利用直流反应溅射技术在不锈钢和硅基体上沉积了TiN纳米晶薄膜,采用场发射扫描电镜(FESEM)、X射线衍射(XRD)和电化学阻抗谱(EIS)技术研究了薄膜的表面形貌、相结构和耐蚀性与偏压的关系。结果表明,TiN薄膜的表面结构明显取决于所施加的偏压,适当提高偏压有利于获得细小、均匀、致密和光滑的膜层。XRD分析发现,TiN薄膜为面心立方结构,其择优取向为(111)面。实验显示,对应0V和-35V偏压的薄膜为欠化学计量比的,而偏压增加至-70V和-105V时的薄膜为化学计量比的TiN。EIS结果表明,较高偏压下的TiN薄膜几乎在整个频率范围内均表现为容抗特征,其阻抗模值明显高于低偏压下的膜层,这主要与较高偏压下的薄膜具有相对致密的微结构有关。较低偏压的TiN薄膜因结构缺陷较多其耐蚀性低于基体不锈钢。EIS所揭示的薄膜结构特征与FESEM观测结果一致。可见,减少穿膜针孔等结构缺陷有利于改善反应溅射TiN纳米晶薄膜耐蚀性。
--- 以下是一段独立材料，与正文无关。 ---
PR #223, opened 2026-08-06
feat(ubx): full UBX_MON_RF support

ThomasRigi:
Log all data from UBX_MON_RF.

Belongs to https://github.com/PX4/PX4-Autopilot/pull/28174

### DIFF
--- a/src/ubx.cpp
+++ b/src/ubx.cpp
@@ -2815,6 +2815,7 @@ GPSDriverUBX::payloadRxDone()
 				gnss_rf.noise_per_ms = _buf.payload_rx_mon_rf.block[i].noisePerMS;
 				gnss_rf.automatic_gain_control = _buf.payload_rx_mon_rf.block[i].agcCnt;
 				gnss_rf.jamming_indicator = _buf.payload_rx_mon_rf.block[i].jamInd;
+				gnss_rf.jamming_state = _buf.payload_rx_mon_rf.block[i].flags;
 				gnss_rf.i_offset = _buf.payload_rx_mon_rf.block[i].ofsI;
 				gnss_rf.i_magnitude = _buf.payload_rx_mon_rf.block[i].magI;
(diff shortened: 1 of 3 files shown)


dakejahl:
If this is part of https://github.com/PX4/PX4-GPSDrivers/pull/222 I'd aggregate it all into one PR

src/ubx.cpp
```diff
@@ -2787,11 +2788,41 @@ GPSDriverUBX::payloadRxDone()
 
 	case UBX_MSG_MON_RF:
 		UBX_TRACE_RXMSG("Rx MON-RF");
+		{
+			// Fill fields for SensorGps
+			// todo: remove them from the message definition, as they're now logged twice ?
+			_gps_position->noise_per_ms		= _buf.payload_rx_mon_rf.block[0].noisePerMS;
+			_gps_position->automatic_gain_control	= _buf.payload_rx_mon_rf.block[0].agcCnt;
+			_gps_position->jamming_indicator	= _buf.payload_rx_mon_rf.block[0].jamInd;
+			_gps_position->jamming_state		= _buf.payload_rx_mon_rf.block[0].flags;
```
ThomasRigi, line 2797: These fields are now logged in a duplicate for ubx receivers.

In our fork we removed them, but that would cause issues in general because we're removing info from drivers . 

- automatic_gain_control is used by no other driver, so we could definitely remove that one
- noise_per_ms is used by femtomes
- jamming_indicator used by multiple
- jamming_state also used by multiple

ThomasRigi:
I'm ok if you want to combine the PRs. I thought it was cleaner to have one per topic. This is for https://github.com/PX4/PX4-Autopilot/pull/28174.

This one is for the MON-RF message, the other for the SPAN message.

dakejahl:
In this case since you're doing both at the same time it will be easier to review if they're combined

ThomasRigi:
Ok, I ported the changes into #222 .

Microstructure and Corrosion Resistance of Reactively Sputtered Nanocrystalline TiN Thin Films

Nanocrystalline TiN thin films were deposited on stainless steel and silicone substrate under different negative bias voltages by direct current reactive sputtering. The microstructure and corrosion behavior were investigated by field emission scanning electron microscopy (FESEM), X-ray diffraction, and electrochemical impedance spectroscopy (EIS). The experimental results showed that the surface microstructure was dictated by the negative bias voltage, and proper high negative bias voltages were beneficial to produce a fine, dense, uniform and smooth film. The TiN film belonged to fcc structure and its preferential orientation was (111) plane independent of bias voltages applied. The films produced at -70 V and -105 V bias voltages were stoichiometric TiN while these produced at lower bias voltages were under stoichiometric. It was found that the EIS for the films produced at higher negative bias voltages exhibited distinctive capacitance loops almost in the whole range of frequency, and the absolute values of impe-dance increased with increasing bias voltages, resulting from the less defective and more compact film. The lower bia-sed films possessed lower corrosion resistance than that of stainless steel substrate. The structure feature revealed by EIS was in consistence with the FESEM observation results. The above results show that it is of great significance for corrosion protection to decrease the film pores or large structural defects in the sputtered TiN films.